Further Notes on Repeated-Measures Analyses

Advantages of the Repeated-Measures Design versus the Between-Subjects Design

An alternative to the repeated-measures design is a between-subjects design, as described in Chapter 9. For example, you could have followed a between-subjects design in which two groups would be measured at only one point in time: immediately following the weekend program (at Time 2, from Figure 12.3). In this between-subjects study, one group of couples would attend the weekend encounter, and the other group would not attend. If you conducted the study well, you could then attribute any differences in the group means to the weekend experience.

With both the repeated-measures design and the between-subjects design, the sums of squares and mean squares are computed in similar ways.
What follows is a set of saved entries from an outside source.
PR #3121, opened 2026-09-14
feat(api): accept an AI agent as an alert notification channel

jordan-simonovski:
> Stacked on #3120 — review that first. This PR's diff is against it, and GitHub retargets this to `main` once it merges.

An alert's notification channel becomes a discriminated union: a webhook, or an agent to hand the investigation to. Alerts can store an agent channel after this; nothing dispatches one yet.

- The internal API, the external API v2 and the MCP `saveAlert` tool all accept the new shape, and all enforce the same two rules — the agent belongs to the team, and `HDX_MANAGED_AGENTS_ENABLED` is on.
- Deleting an agent is refused while an alert still targets it.

## Key decisions

Validation lives in one place rather than three. All three write paths already funnelled through `validateAlertInput`, so the team-scoping and the feature-flag check are enforced once and the surfaces cannot drift on what they accept.

Rejecting an agent channel when the flag is off is deliberate rather than incidental: the alert editor is gated too, so this only catches an API or MCP caller, and it stops an alert being saved on a deployment where dispatch would silently do nothing.

## Impact

Existing alerts are untouched. Channels are persisted as `Mixed` and read back permissively, so the union gates only what can be written, and the previous schema was already a strict single-branch object — nothing that used to validate stops validating.

Between this PR and the next one an agent channel can be saved but not dispatched. It is only reachable through the API or MCP with the flag deliberately enabled, since the alert editor doesn't offer agents until the UI lands. A firing alert records the channel as a failed target, so the gap is visible rather than silent. Worth knowing if these merge apart.

No changeset — it lands with the UI at the top of the stack.

<details>

`zAlertChannel` becomes `z.discriminatedUnion('type', [...])` over webhook and agent variants. `zAlertChannelType` widens to an enum, which is why `ALERT_CHANNEL_OPTIONS` in the app gains an entry here — that map is exhaustive over the union and its only consumer is replaced in the UI PR.

The MCP schema keeps `webhookId` and `agentId` optional on one object shape and enforces the per-type pairing in `validateSaveAlertInput`, then narrows into the discriminated union at the call site, so the tool's surface stays flat for callers while the internal type stays strict.

`AGENT_ERROR` is deliberately not added here — it is a dispatch outcome and arrives with the transport in the next PR, so this branch does not advertise an error type nothing can produce.

Verified with `make ci-lint`, `make ci-unit`, `make dev-int FILE=alerts` (529 tests) and `FILE=gent` (54 tests) on this branch alone.

</details>


jordan-simonovski:
Both P1s were right, and the second one was my own doing.

**Agent notifications are dropped** — correct, and worse than I'd described in the PR body. `resolveConfiguredChannel` returned `[]` for any non-webhook type with no `recordPreFailure`, so an alert whose only target was an agent would fire, notify nobody and record nothing. It now reports an undispatchable channel as a failed target. That also covers the downstream channel kinds the comment above it already anticipates, so the fix isn't specific to this intermediate state. PR body corrected.

**Agent option cannot save** — right, and my note about `WebhookChannelForm` being the only consumer was wrong: it's `DBSearchPageAlertModal`, `EditAlertModal` and `TileAlertEditor`, each rendering it as the channel-type select. I'd widened that map only to keep it compiling against the widened union, which shipped a selectable, unsaveable "AI agent". It's now typed to just the kinds the control can produce and no longer tracks the union.

**Discriminator mapping** — added.

**Duplicated validation block** — extracted; the two were the same five steps with the model and the noun swapped.

**MCP can't discover an agentId** — agreed, and tracked. The read side needs a `clickstack_get_managed_agent` mirroring `clickstack_get_webhook`, plus resolving the ID to a name in `getAlertChannels`. Deliberately not in this stack — it's additive MCP surface, not a fix to what's here.

**Changeset** — see the note on #3120: one changeset for the stack, on #3123.

jordan-simonovski:
Folding this into #3122.

The changeset question surfaced the real problem: there is no honest release note for this PR on its own. Alerts could *store* an agent channel here but nothing dispatched it, so the only truthful changeset would have been "accepts a channel that does nothing yet" — which is a fragment, not a change.

That seam also caused most of the friction across the stack: `ALERT_CHANNEL_OPTIONS` had to be widened here purely to keep this branch compiling and deleted again in #3123 (shipping a selectable, unsaveable "AI agent" in between), `AGENT_ERROR` had to be deferred out of the shared enum so this branch didn't advertise an error nothing could produce, `template.ts` conflicted on every restack because this branch and #3122 edit the same function, and the target-identity finding above exists only because the union narrows differently either side of the boundary.

Schema and dispatch are one reviewable behaviour — an alert can target an agent, and that does something. Every commit from this branch is preserved in #3122; nothing is lost.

However, an advantage of the repeated-measures design is that each participant serves as his or her own control. Since each participant serves in each treatment condition, variability in scores due to individual differences between participants will not be a factor in determining the size of the treatment effect. Between-subjects variability is removed from the error term in computing the F test (see Table 12.1). This computation usually allows for a more sensitive test of treatment effects because the between-subjects variance is typically much larger than the within-subjects variance. This is true because multiple observations from the same participant tend to be positively correlated, even when you obtain measures across time.

An additional advantage with repeated measures is increased efficiency since this design requires only half the number of participants that you would need in a between-subjects design. This might be an important consideration when the targeted study population is limited. These statistical and practical differences illustrate the importance of carefully planning your analyses when designing an experiment.
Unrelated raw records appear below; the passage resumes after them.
PR #3122, opened 2026-09-14
feat(alerts): hand an alert's investigation to a Claude agent

jordan-simonovski:
> Stacked on #3120 — review that first. This PR's diff is against it.

An alert can hand its investigation to a Claude agent. Its notification channel becomes a discriminated union — a webhook, or an agent — and when the alert fires, HyperDX starts an Anthropic session with a structured payload and the agent investigates through the ClickStack MCP server. The result lives in that session; nothing is delivered from here, so the agent's own configuration decides where findings go.

- The kickoff message is self-contained: status, comparator, threshold and its upper bound, current value, group key, source query, time range, and the alert's note as a runbook. No round trip to begin.
- Channels are additive, so a webhook still pages you immediately while the agent works the same incident.
- One investigation per alert per agent per cooldown window.
- A dispatch that fails is recorded as `AGENT_ERROR` against the alert, naming the agent.
- The internal API, the external API v2 and the MCP `saveAlert` tool all accept the new shape and all enforce the same rules, from one place.

## Key decisions

Dedupe keys on the alert, not the event. An event id hashes the group, so a grouped alert breaching on a thousand group keys would start a thousand investigations every window. One investigation covers the incident and the payload names the triggering group.

The key is claimed before the Anthropic calls rather than after. The unique index was always the real race guard, but taking it first means a concurrent firing loses before it pays for a session it would immediately discard.

Only the firing edge dispatches. Delivery also runs on resolve, but the prompt says an alert fired, so investigating a resolution would be wrong as well as wasteful.

Validation lives in one place rather than three. All three write paths already funnelled through `validateAlertInput`, so team scoping and the feature-flag check are enforced once and the surfaces cannot drift on what they accept.

## Impact

Existing alerts are untouched. Channels are persisted as `Mixed` and read back permissively, so the union gates only what can be written, and the previous schema was already a strict single-branch object — nothing that used to validate stops validating.

One incidental fix: `{{note}}` in a webhook template always rendered empty, because the template read `alert.note` and nothing ever set it. Wiring the note through for the agent payload fixes that for webhooks too.

The alert editor doesn't offer agents until #3123; until then an agent channel is reachable through the API or MCP with the flag deliberately enabled.

<details>

`zAlertChannel` becomes a `z.discriminatedUnion` over webhook and agent variants. The MCP schema keeps both ids optional on one flat object and enforces the per-type pairing in `validateSaveAlertInput`, then narrows into the union at the call site, so the tool's surface stays flat for callers while the internal type stays strict.

A channel kind this build has no transport for is reported as a failed target rather than resolving to zero notification jobs — an alert whose only channel was unsupported would otherwise fire, notify nobody and record nothing. It carries its own error class so the message survives `makeNotificationAlertError` instead of being rewritten as a generic webhook failure.

`AGENT_ERROR` redacts only errors carrying an upstream Anthropic response body. The same class also covers failures raised before any request — "no Anthropic key configured for this team" most of all — and keying on the class alone reported those as "the Anthropic API request failed", describing a request that never happened.

Verified with `make ci-lint`, `make ci-unit`, `make dev-int FILE=alerts` (537 tests) and `FILE=gent` (60 tests) on this branch alone. The concurrency test was mutation-checked: reverting the reserve-before-spend ordering makes it spend two sessions instead of one.

</details>


jordan-simonovski:
**Agent kickoff payload drops `thresholdMax`** — right. `Message` carries it and the payload didn't, so a `between` alert reached the agent as "between 5" — a condition it cannot reconstruct, let alone re-run against the source query it's asked to re-run. Included now when the comparator has one, omitted otherwise, with tests for both.

**Config mock uses `any`** — typed.

On the remaining minors: the raw-ObjectId labelling for agent targets and the missing `clickstack_get_managed_agent` are the same underlying gap — nothing resolves an agent id to a name outside the app. That's worth doing as one change rather than patching the label in three places, so I've left it out of this stack.

Changeset: see #3120 — one for the stack, on #3123.

jordan-simonovski:
**Redacting every AnthropicApiError (major)** — correct, and the comment directly above the branch already promised the opposite. `AnthropicApiError` covers both upstream responses and the failures we raise before any request, so "No Anthropic API key configured for this team" reached the operator as "The Anthropic API request failed" — describing a request that never happened, and dropping the only actionable part.

Errors now carry whether they came from upstream (set where the response is wrapped, in #3120), and only those are redacted. Tests for both directions.

jordan-simonovski:
**Matched rows in the kickoff payload** — taking this one. The specific vector is the part worth acting on: `message.body` is the rendered notification, which for a saved-search alert carries up to 2500 characters of matched rows, so anyone who can get a line into the monitored source could put arbitrary text in front of an agent holding a ClickStack credential. The body is gone from the payload. It was redundant anyway — the prompt already tells the agent to re-run `source_query`, which returns the same rows first-hand.

On the framing: `web_fetch` at `auto` being an egress channel rather than a block is a deliberate choice, not an oversight. The agent is instructed to follow a runbook link from the alert's note, and disabling the tool made that documented behaviour unfollowable while leaving the shell free to `curl` the same URL. Narrowing the untrusted surface is the useful half; the tool policy stays.

jordan-simonovski:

Weaknesses of the One-Way Repeated Measures Design

The primary limitation of the present design is the lack of a control group. Since all participants receive the treatment in this design, there is no comparison that you can make to evaluate if any observed changes are truly the result of the experimental manipulation. In the study just described, for example, increases in investment scores might occur because of time spent together and have nothing to do with the specific program activities during the weekend (i.e., the treatment). Chapter 13, “Factorial ANOVA with Repeated-Measures Factors and Between-Subjects Factors,” shows how you can remedy this weakness with the addition of an appropriate control group.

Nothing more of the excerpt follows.